Still have two more dealers to contact... one in Manassas and one in Delaware... even given the cost to drive for pickup... Suncoast has the best deal as I really want an Equal-i-zer hitch and they are 600-800 miles closer...

Hope that helps!


----------



## tdvffjohn (Mar 10, 2005)

I was quoted 17,700 from East Kentucky Trailers if that will help or save you a call


----------



## Allsixofus (Mar 10, 2005)

Interesting... there are 4 dealers out there willing to sell for that price yet the local guy is "losing money" if he sells for that amount.. should be an interesting meeting tomorrow...


----------



## samvalaw (Feb 17, 2005)

Hey All Six, are you coming to the Rally? Any of the four kids around 3 yrs old? We have a 2 1/2 yr old daughter looking for a camping buddy. We live down the road from you in Norfolk and do a lot of local camping, Newport News Park, North Beach Landing, Etc.


----------



## Allsixofus (Mar 10, 2005)

samvalaw said:


> Hey All Six, are you coming to the Rally? Any of the four kids around 3 yrs old? We have a 2 1/2 yr old daughter looking for a camping buddy. We live down the road from you in Norfolk and do a lot of local camping, Newport News Park, North Beach Landing, Etc.
> [snapback]27946[/snapback]​


WE SURE HOPE SO... kids are girls= 10, 8, 4 and 6 year old turbocharged boy... keeping our fingers crossed...

~Scott


----------



## 1stTimeAround (Sep 22, 2004)

Well folks, it still appears that the total is 40 until we hear differently about a couple of the folks waiting for campers, or still in hostile negotiations (read Allsixofus!!)!
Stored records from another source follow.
PR #1265, opened 2024-05-02
Add Sigma and Smagorinsky model, fix the Vreman model.

timofeymukha:
This PR pulls in the Sigma and Smagorinsky models implemented on the stress formulation branch, developed by @Shiyu-Sandy-Du  and @muenschm . Also fixes a bug in the Vreman model (a **2 was missing).


muenschm (approved):

muenschm (approved):

muenschm (approved):

muenschm (approved):

muenschm (commented):
What does the standard specify here? To my probably outdated knowledge: acos -> REAL(4) and dacos -> REAL(8). In case this is still true, we should **not** change this.

Shiyu-Sandy-Du:
> What does the standard specify here? To my probably outdated knowledge: acos -> REAL(4) and dacos -> REAL(8). In case this is still true, we should **not** change this.

acos(X) returns the same data type as X. See https://gcc.gnu.org/onlinedocs/gfortran/ACOS.html

muenschm (approved):

Shiyu-Sandy-Du (approved):

timofeymukha:
Thanks for fixing the precision issues. Someone else but us 3 should look at the PR before we merge, though since you two are the authors :-). I will make a request.

src/les/bcknd/cpu/sigma_cpu.f90
```diff
@@ -0,0 +1,248 @@
...
+! LOSS OF USE, DATA, OR PROFITS; OR BUSINESS INTERRUPTION) HOWEVER
+! CAUSED AND ON ANY THEORY OF LIABILITY, WHETHER IN CONTRACT, STRICT
+! LIABILITY, OR TORT (INCLUDING NEGLIGENCE OR OTHERWISE) ARISING IN
+! ANY WAY OUT OF THE USE OF THIS SOFTWARE, EVEN IF ADVISED OF THE
+! POSSIBILITY OF SUCH DAMAGE.
+!
+!> Implements the CPU kernel for the `sigma_t` type.
+!> Following Nicoud et al. "Using singular values to build a
+!> subgrid-scale model for large-eddy simulations"
+!> https://doi.org/10.1063/1.3623274
```
njansson, line 36:
```suggestion
!> Following Nicoud et al. "Using singular values to build a
!! subgrid-scale model for large-eddy simulations"
!! https://doi.org/10.1063/1.3623274
```

njansson (approved):

src/les/bcknd/cpu/sigma_cpu.f90
```diff
@@ -0,0 +1,248 @@
...
+                            sigG33*sigG12*sigG12)
+
+                 ! G is symmetric semi-definite positive matrix:
+                 ! the invariants have to be larger-equal zero
+                 ! which is obtained via forcing
+                 Invariant1=max(Invariant1, 0.0_rp)
+                 Invariant2=max(Invariant2, 0.0_rp)
+                 Invariant3=max(Invariant3, 0.0_rp)
+
+!                ! compute the following angles from the invariants
```
timfelle, line 182:
```suggestion
                 ! compute the following angles from the invariants
```

src/les/bcknd/cpu/sigma_cpu.f90
timfelle, line 1: Please add spaces around the assignment operators.

src/les/smagorinsky.f90
```diff
@@ -0,0 +1,127 @@
...
+  use json_module, only : json_file
+  use utils, only : neko_error
+  use neko_config, only : NEKO_BCKND_DEVICE
+  use smagorinsky_cpu, only : smagorinsky_compute_cpu
+  use coefs, only : coef_t
+  implicit none
+  private
+
+  !> Implements the smagorinsky LES model.
+  !! @note Reference DOI: Smagorinsky (1963)
```
timfelle, line 50: Did you mean to include the DOI and forgot?

timfelle:
Well I dont know much about the method but it seem valid enough as is.

Two things though,
- Do you have an example that can be submitted along with the PR.
- Could you please update the documentation with some words on this method and how it can be used?

Shiyu-Sandy-Du:
> Well I dont know much about the method but it seem valid enough as is.
> 
> Two things though,
> 
> * Do you have an example that can be submitted along with the PR.
> * Could you please update the documentation with some words on this method and how it can be used?

For the first question: It could be tested with any example as long as it solves the Navier-Stokes. Now the tested one is tgv. Should we update the json file for tgv example? (I don't think we should change anything in the examples at this stage because the sgs model needs stress formulation to test, which is not included in this branch and we performed tests on that branch. As a result, sgs stress will not be coupled in this branch.)

timofeymukha:
Yes, an example will have to wait until we actually have stress formulation. With the documentation, it is a bit the same -- since we cannot actually use the models right now, we cannot add instructions. But I pinky-promise that we will add it later :-).

timfelle (approved):

PR #1266, opened 2024-05-02
Warn for ranks with 0 elements

timofeymukha:


src/mesh/mesh.f90
```diff
@@ -188,6 +188,10 @@ subroutine mesh_init_nelv(this, gdim, nelv)
 
     call this%free()
 
+    if (this%nelv < 1) then
+       call neko_warning("One of the MPI ranks has 0 mesh elements!")
```
MartinKarp, line 192: Could we perhaps also print the number of the rank?

MartinKarp (changes requested):

src/mesh/mesh.f90
```diff
@@ -211,6 +215,9 @@ subroutine mesh_init_dist(this, gdim, dist)
     call this%free()
 
     this%nelv = dist%num_local()
+    if (this%nelv < 1) then
+       call neko_warning("One of the MPI ranks has 0 mesh elements!")
+    end if
```
njansson, line 220:
```suggestion
    if (this%nelv < 1) then
       call neko_warning("Rank " // pe_rank // " ranks has zero mesh elements!")
    end if
```

@MartinKarp How about something like this?

timofeymukha: I didnt know you could concat numbers into a string like that!

adperezm:
Quick question, In which case could this happen? I only see this happening if nelv < mpiranks, or?


Am I missing something?

timofeymukha:
> Quick question, In which case could this happen? I only see this happening if global_nelv < mpiranks, or?
> 
> Am I missing something?

Yes, like if you run the RB example on >25 ranks. So, in principle, only you attempt to run a small problem on a huge number of ranks.

src/mesh/mesh.f90
timofeymukha: @njansson OK, it seems one actiually cannot :-)

MartinKarp (approved):

timofeymukha:
Wait, some rogue files got in.. let me fix that :D

timofeymukha:
There we go. I think VS auto-commits all changes when I push some button..

njansson (approved):

PR #1268, opened 2024-05-06
Dynamic Smagorinsky model

Shiyu-Sandy-Du:
two things are done:

1. Dynamic Smagorinsky model with only temporal smoothening and elementwise test filter.
2. In the old code, w is acquired as u, now it's fixed.


src/les/bcknd/cpu/dynamic_smagorinsky_cpu.f90
```diff
@@ -0,0 +1,316 @@
...
+       if (.not. (den%x(i,1,1,1) .eq. 0)) then
+          c_dyn%x(i,1,1,1) = 0.5_rp * (num%x(i,1,1,1)/den%x(i,1,1,1))
+       end if
+       c_dyn%x(i,1,1,1) = max(c_dyn%x(i,1,1,1),0.0_rp)
+       nut%x(i,1,1,1) = c_dyn%x(i,1,1,1) * delta%x(i,1,1,1)**2 * s_abs%x(i,1,1,1)
+    end do
+
+    call coef%gs_h%op(nut%x, nut%dof%size(), GS_OP_ADD)
+    call col2(nut%x, coef%mult, nut%dof%size())
+
```
timofeymukha, line 128: Let's not do that for now. I know I added it in Vreman, but is actually unclear if this is the right way to match things at the element boundaries. E.g. if one should match the actually flux, and not just nut. We will have to look into that stuff at the future.

src/les/bcknd/cpu/dynamic_smagorinsky_cpu.f90
```diff
@@ -0,0 +1,316 @@
...
+    type(field_t), intent(in) :: delta
+    integer, intent(in) :: n
+    integer, intent(inout) :: nelv
+
+    real(kind=rp), dimension(n) :: fs11, fs22, fs33, fs12, fs13, fs23, fs_abs
+    real(kind=rp) :: delta_ratio2 !test- to grid- filter ratio, squared
+    integer :: i
+    real(kind=rp) :: delta2
+    
+    delta_ratio2 = ((test_filter%nx-1)/(test_filter%nt-1))**2
```
timofeymukha, line 213: Could you maybe leave a comment here. How are the two deltas approximated here?

src/les/bcknd/cpu/dynamic_smagorinsky_cpu.f90
```diff
@@ -0,0 +1,316 @@
...
+                     mij(2)%x(i,1,1,1)*mij(2)%x(i,1,1,1) + &
+                     mij(3)%x(i,1,1,1)*mij(3)%x(i,1,1,1) + &
+                     2.0_rp*(mij(4)%x(i,1,1,1)*mij(4)%x(i,1,1,1) + &
+                     mij(5)%x(i,1,1,1)*mij(5)%x(i,1,1,1) + &
+                     mij(6)%x(i,1,1,1)*mij(6)%x(i,1,1,1))
+    end do
+    
+    ! running average over time
+    call add3s2(num%x, num%x, num_curr, alpha, 1.0_rp-alpha, n)
+    call add3s2(den%x, den%x, den_curr, alpha, 1.0_rp-alpha, n)
```
timofeymukha, line 311: Interesting. Maybe some of these details of the computational procedure can be put into the documentation of the dynamic_smagorinsky type?

On a more general note, none of us added anything to the docs for all the SGS models, this will be our debt :P.

timofeymukha:
@Shiyu-Sandy-Du Thanks for the update! Any comments on the comments above not marked as resolved?

Shiyu-Sandy-Du:
> @Shiyu-Sandy-Du Thanks for the update! Any comments on the comments above not marked as resolved?

I have left all comments there, and they should be marked as "pending" now...

src/les/bcknd/cpu/dynamic_smagorinsky_cpu.f90
```diff
@@ -0,0 +1,316 @@
...
+    do i=1, u%dof%size()
+       if (.not. (den%x(i,1,1,1) .eq. 0)) then
+          c_dyn%x(i,1,1,1) = 0.5_rp * (num%x(i,1,1,1)/den%x(i,1,1,1))
+       end if
+       c_dyn%x(i,1,1,1) = max(c_dyn%x(i,1,1,1),0.0_rp)
+       nut%x(i,1,1,1) = c_dyn%x(i,1,1,1) * delta%x(i,1,1,1)**2 * s_abs%x(i,1,1,1)
+    end do
+
+    call coef%gs_h%op(nut%x, nut%dof%size(), GS_OP_ADD)
+    call col2(nut%x, coef%mult, nut%dof%size())
```
timofeymukha, line 129:
```suggestion
```

PR #1271, opened 2024-05-07
Remove check for more arguments

MartinKarp:
Might be controversial, but enabling the input for more arguments than the case file might be good, especially if one wants to vary a lot of different parameters (especially between ranks) and make ensemble runs without changing the case file. 

I don't think it hurts to relax this check.


adperezm:
You really like command line arguments :P.

I think it is fair, and I guess that taking care of those arguments is responsibility of the user, but I still think it would be good to report them back just to be on the safe side.

If you do not agree, then ignoring this comment is fine. I do not really mind either way :D

njansson:
How about instead adding proper command line arguments, as suggested by @adperezm? Something along the line of `-v` for detailed version information (compiler flags etc), `-c  jsonfile.case` to run a case. There are of course several options, but would need some discussion on good naming for the switches.

MartinKarp:
Reviving this, would it be ok to allow more command line arguments? Im not sure I see how it hurts for those that don't need them, but it opens up of rumor customization for people who experiment with certain things (like me).

timfelle (approved):

Mr-2c:
does it make sense to have a "pro" mode for the code (maybe a command line argument) that disables checks and allows for more command line arguments and environmental variables? just so someone new and somewhat clueless does not mess things up unintentionally

timfelle:
> does it make sense to have a "pro" mode for the code (maybe a command line argument) that disables checks and allows for more command line arguments and environmental variables? just so someone new and somewhat clueless does not mess things up unintentionally

Well that is usually done with the case files. We have a lot of flexibility with default values for most arguments. Is there anything in particular you want to control that you cannot?

Mr-2c:
> > does it make sense to have a "pro" mode for the code (maybe a command line argument) that disables checks and allows for more command line arguments and environmental variables? just so someone new and somewhat clueless does not mess things up unintentionally
> 
> Well that is usually done with the case files. We have a lot of flexibility with default values for most arguments. Is there anything in particular you want to control that you cannot?

I mostly meant it as a compromise to what Martin was suggesting, to have a pro mode which disables the checks and maybe even a flag of --ignore-case-file or something and works with environmental variables or additional command line arguments, etc., just so a clueless user does not mess things up unintentionally.

timofeymukha:
I think the idea is that clueless users should not use the user file, and so makeneko becomes irrelevant. Once you have your own .f90 you can do all sorts of crazy things with no guards, so you are essentially already in pro mode. So I would not do any additional splits.

timfelle:
> I think the idea is that clueless users should not use the user file, and so makeneko becomes irrelevant. Once you have your own .f90 you can do all sorts of crazy things with no guards, so you are essentially already in pro mode. So I would not do any additional splits.

This change is not to `makeneko` it was to `neko` itself. Meaning now you can give multiple commandline arguments which you can handle if you need. Currently we don't use any. But it might be a good idea to move the current environment variables we read to be switches for the commandline.

timofeymukha:
Oh, I got confused then, sorry!

MartinKarp:
Yeah, my idea for this was primarily to allow for this type of of configuration. As Tim writes, I think adding the environment variables as command line arguments would be good in the future. The removal of the check for more arguments I think will not impact a new user very much. If one accidentally adds a bunch they will not do anything unless one has tinkered with the code at the moment.

PR #1272, opened 2024-05-07
Move away from re2/rea internal mesh zones

vbaconnet:
This PR gets rid of the internal BCs from the re2/rea formats. The idea is that the "classic" labels w,v,o,on,sym,shl (and its variations) are transformed into labeled zones with indices 1...6. 

For example, if the mesh contains boundaries with `W`, `v` and `on`, we will now have to specify `"boundary_types": ["w", "v","","","on"]`.

Note that if one has several boundaries set internally as one of those re2 labels, they will all be marked in the same labeled zone. For example, if I have a channel with a lower and upper wall they will both be marked as labeled zone 1, and one will not be able to modify them separately (say, if I want to top wall to become an open boundary instead).  

TODO before undrafting:
- [x] Do the same logic with rea files

NOTE: this has not been tested with meshes that have both internal labeled zones AND internal re2 labels like v,w,o etc.


vbaconnet:
After some time, this PR is ready for review :) I have only tested with `re2` and `rea` files that only have internal labels like `v`, `w`, etc. Not a combination of labeled zones and labels (as mentioned in the PR description). 

But I think the logic should work!

src/io/rea_file.f90
```diff
@@ -268,6 +283,7 @@ subroutine rea_file_read(this, data)
        read(9,*)
        read(9,*)
        if (.not. read_bcs) then ! Mark zones in the mesh
+          call neko_log%message("Reading boundary conditions")
```
timfelle, line 286:
```suggestion
          call neko_log%message("Reading boundary conditions", neko_log_debug)
```
Maybe assign the debug level messaging?

vbaconnet: sure, no strong feelings about it

timfelle: It just seemed more like a message one would need when debugging more than when doing a production run of the code.

timofeymukha:
Victor, do you still map to zones 1...6 based on type, or is it just appending stuff as we discussed in the meeting?

timofeymukha:
Appears to look good I think!

>> Note that if one has several boundaries set internally as one of those re2 labels, they will all be marked in the same labeled zone.

This is not a big problem I think. But generally, I think all the `case` logic based on the bc type is somewhat redundant now. You anyway do the same thing, besides for doing the addition to the zone number based on the type. It seems one could just throw away the `case` and always simply add a new zone. But this can be done later if needed.

Do we have a case with mixed internal/labled zones for Nek? To check if it works :-).

timofeymukha (approved):

MartinKarp:
I think this looks good! As for the output, when reading a re2/rea file if I understand correctly, at the first occurrence of a hardcoded BC it is printed to stdout which label it is assigned to?

vbaconnet:
> at the first occurrence of a hardcoded BC it is printed to stdout which label it is assigned to?

Yes exactly, it will assign the labeled zone based on order of appearance in the re2/rea file

timfelle (approved):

I am seriously counting down the days until the rally! Remember the pot luck on Saturday, bring your own meat for the grill and bring a side dish to share and maybe something for the kids.

15 days and counting!!

Jason


----------



## Sidewinder (Feb 25, 2005)

Allsixofus,

Have you called McGeorge's Rolling Hills RV in Ashland (just north of Richmond on 295). I just bought my 28BHS there and they gave me a pretty good deal. Ask for Scott and TELL him what you are going to pay and that you will "Commit" to that! Give him a DATE that you are going to take delivery of the unit. He understands the "NO B.S." deal.

Just my $.02,

Sidewinder


----------



## Guest (Mar 17, 2005)

Jason,

I was looking over the reservation confirmation (daydreaming doncha know), and tried to locate the site number. Mine is "JU06A". I couldn't find any reference to "JU", but the only "06A" that I could locate is next to one of the boat docks on the southern inlet from the creek.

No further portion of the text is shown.